The end of cheap food?

In addition to the current economic downturn there are more fundamental issues. Indeed, some critics have concluded our whole retail model is unsustainable. If you’re feeling strong, try the melodramatic opinions in Hungry City: how food shapes our lives (Carolyn Steel 2008) or The End of Food: the coming crisis in the world food industry (Paul Roberts 2008) for a genuinely frightening world vision.

These authors argue that the quantity and quality of food we have come to take for granted in the West can’t last much longer. The paradisal dream of plenty realised daily on supermarket shelves piled high with cheap, colourful, convenient and reliable produce turns out in fact to be more of a nightmare. It not only denies the nature of food itself (‘seasonal,  squashable, bruisable, irregular, unpredictable, in Steel’s words), it is unsustainable as well as dangerously destructive in the long run. It rests on coercive, conformist and monopolistic policies openly dedicated to the suppression of individuality, autonomy and free choice.
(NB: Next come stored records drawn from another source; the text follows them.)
PR #4196, opened 2020-05-06
feat(tabs): allow hiding tab buttons

### LINKED ISSUE #4095: tabButton: misuse of refs causes tab conents to not appear when using separate content
In our app (OCM), we use the <Tabs> component from PatternFly React (currently on     `"@patternfly/react-core": "^3.134.2"`).
Most of the tabs appear on mount, but some tabs take a few seconds before we know if we can show them or not.

We also use the option to have the tabs themselves and the tab contents in different components.

This causes an issue where in some cases, a tab that appears after mount won't be usable - switching to it shows an empty space where the tab contents should be. Further investigation showed the tab content `<section>` element had the `hidden` property, even tho the tab was selected.

Then I found out that this happens because the `tabContentRef` refers to the button, instead of the tab itself.

Looks like that in TabButton.tsx, line 22, 
https://github.com/patternfly/patternfly-react/blob/v4/packages/react-core/src/components/Tabs/TabButton.tsx#L22

Instead of reusing the name `tabContentRef`, you use just `ref` - this makes React allocate this ref to the TabButton itself if it wasn't allocated yet to the section.

This is a small reproducer with two tabs. The second tab appears 500ms after mount. Note how clicking on it doesn't switch between first/second tab contents.

https://codesandbox.io/s/thirsty-leftpad-yyz0b?file=/index.js

While a workaround is theoretically possible, I haven't figured out one yet. Need to find a way to ensure the tab contents somehow claim the ref before the tab buttons...

redallen:
**What**: Closes #4095

**Additional issues**:

### DIFF
--- a/packages/react-core/src/components/Tabs/Tab.tsx
+++ b/packages/react-core/src/components/Tabs/Tab.tsx
@@ -15,6 +15,8 @@ export interface TabProps extends Omit<React.HTMLProps<HTMLAnchorElement | HTMLB
   tabContentId?: string | number;
   /** child reference for case in which a TabContent section is defined outside of a Tabs component */
   tabContentRef?: React.RefObject<any>;
+  /** whether to render the tab or not */
+  isHidden?: boolean;
 }
 
 export const Tab: React.FunctionComponent<TabProps> = () => null;
--- a/packages/react-core/src/components/Tabs/Tabs.tsx
+++ b/packages/react-core/src/components/Tabs/Tabs.tsx
@@ -246,11 +246,21 @@ class Tabs extends React.Component<TabsProps & InjectedOuiaProps, TabsState> {
           </button>
           <ul className={css(styles.tabsList)} ref={this.tabList} onScroll={this.handleScrollButtons}>
             {React.Children.map(children, (child: any, index) => {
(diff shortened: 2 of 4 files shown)


redallen:
@dlabrecq The `isHidden` prop is intended to be used like in the [Toggled separate content example:](https://patternfly-react-pr-4196.surge.sh/documentation/react/components/tabs#toggled-separate-content)
```jsx
<Tab title="Tab item 1" tabContentId="refTab1Section" tabContentRef={this.contentRef1} />
<Tab title="Tab item 2" tabContentId="refTab2Section" tabContentRef={this.contentRef2} isHidden={showTab2} />
<Tab title="Tab item 3" tabContentId="refTab3Section" tabContentRef={this.contentRef3} />
```

We can't omit the TabContent component (either on the component side or example side) because we still need to capture the refs or the current implementation of separate Tabs and TabContent crashes. Once #4179 is merged we could do something like `{!isTab2Hidden && 'Tab 2 section'}`.

tlabaj:
@redallen can you open up another PR to modify the demo app and integration test please.

redallen:
Done! I opened #4205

We expect to see more of this kind of polemic.

Adapted from Hilary Spurling, The Observer, 8 June 2008.

We may be witnessing a return to old corner-store patterns of behaviour, where the retailer’s first move was to greet shoppers, whom they usually knew well – invariably by name. A resultant shared communal relationship existed between them, which was often very hard to break.

 

Asia in the cockpit

Now we have Asia, responsible for seismic change in the world market. No question this is the cockpit, a place where anyone who wants to figure in global retailing simply has to be. For a period it has been China dominating thinking, and every major player beats its way in and jockeys for early advantage. Carrefour was first and it has fine stores in big Chinese cities, but Wal-Mart, possibly negotiating cleverly with the Chinese authorities, could accelerate its expansion, while Tesco, with its Hymall partnership, and Metro’s cash and carry format are all present. It will be years before the real winners emerge.
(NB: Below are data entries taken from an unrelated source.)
PR #4198, opened 2020-05-06
feat(Select): Add support for 0 and all badges

### LINKED ISSUE #4186: Add "0" and "All" selected badging for Select
OpenShift uses something similar to select, but it has badging for "0" and "All" selected. Right now, Select only supports badging for 1+ items selected. OpenShift folks were wondering if PatternFly would be willing to support the "0" and "All" badging cases.

None:
Screen Shot 2020-05-05 at 9 30 05 AM

All:
Screen Shot 2020-05-05 at 9 30 16 AM

This is an enhancement. We're going to look into passing a React node into the placeholder text so we can work around this limitation per @tlabaj's guidance for now. However, it would be great if PatternFly supported this more formally.

OpenShift 4.5+

rebeccaalpert:
Added props users can pass in to trigger badging for "none selected" and "all selected" use cases.

Fixes #4186.


packages/react-core/src/components/Select/Select.tsx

If China was an entry challenge, dynamic India shows signs of being much more difficult. With the largest young population in the world - 900 million people under 45 - India is staggeringly attractive. The ‘modern’ retail segment grows at 40% p.a. compared to the overall growth rate of 10%. Recently India has witnessed rapid store transformation by encouraging a whole set of scalable and profitable retail models. Increasing penetration of hypermarkets, supermarkets and even one thousand or more mega speciality stores are expected quickly.
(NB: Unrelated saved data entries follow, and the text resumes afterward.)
PR #4202, opened 2020-05-06
fix(pagination): update to match core

### LINKED ISSUE #4189: Bottom pagination updates
This is a placeholder for https://github.com/patternfly/patternfly/pull/3050. This was originally just an update to the design, but it ended up needing markup changes.

* Core's bottom pagination is now `.pf-m-bottom` instead of `.pf-m-footer` to align with react
* Any instance where we use bottom pagination, it should not be wrapped in a toolbar, and should just come after the thing it is pagination for (data-list, table, etc)
* The bottom pagination on mobile is now "sticky" to the bottom of the container it's in, so it will float on top of the table, data-list, etc that it comes after.
  * We have added a variation to disable that called `.pf-m-static`, so we will need a prop for that.
* The nav buttons in pagination (first, prev, next, last) are now wrapped in `<div class="pf-c-pagination__nav-control>` with a modifier for each `pf-m-first`, `pf-m-prev`, `pf-m-next`, `pf-m-last`.

redallen:
**What**: Bump core and close #4189

**Additional issues**: Looks like `pf-m-prev` and `pf-m-next` don't exist. I didn't diff the HTML yet, but this looks close.

## Breaking changes
- **Pagination:** Remove obsolete 'left' and 'right' variants. These should be replaced with 'top' (default) or 'bottom'.


mcoker:
Pagination looks good to me! We aren't styling `.pf-m-prev/next` so it's fine to add those when we introduce styles.

Can we:
1. add the bottom variation to the bottom pagination on https://patternfly-react-pr-4202.surge.sh/documentation/react/demos/bulkselecttable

There are several well-funded Indian retailers (Reliance, Godrej, ITC, Birla), and aspiring international competitors will have to strike partner relationships with local Indian companies - as Wal-Mart achieved and Tesco desperately covets. Their urgency is understandable. While the West reels under recession and collapsing spending, supply exceeds demand. India confronts inflation and industry, and retailers can’t provide what consumers want. This change is as significant as the arrival of the postwar European supermarkets and it should have comparable societal effects. However it’s worth noting that, true to form, the Indian government sets out to make it inherently difficult for foreign investors to enter - the process won’t be easy.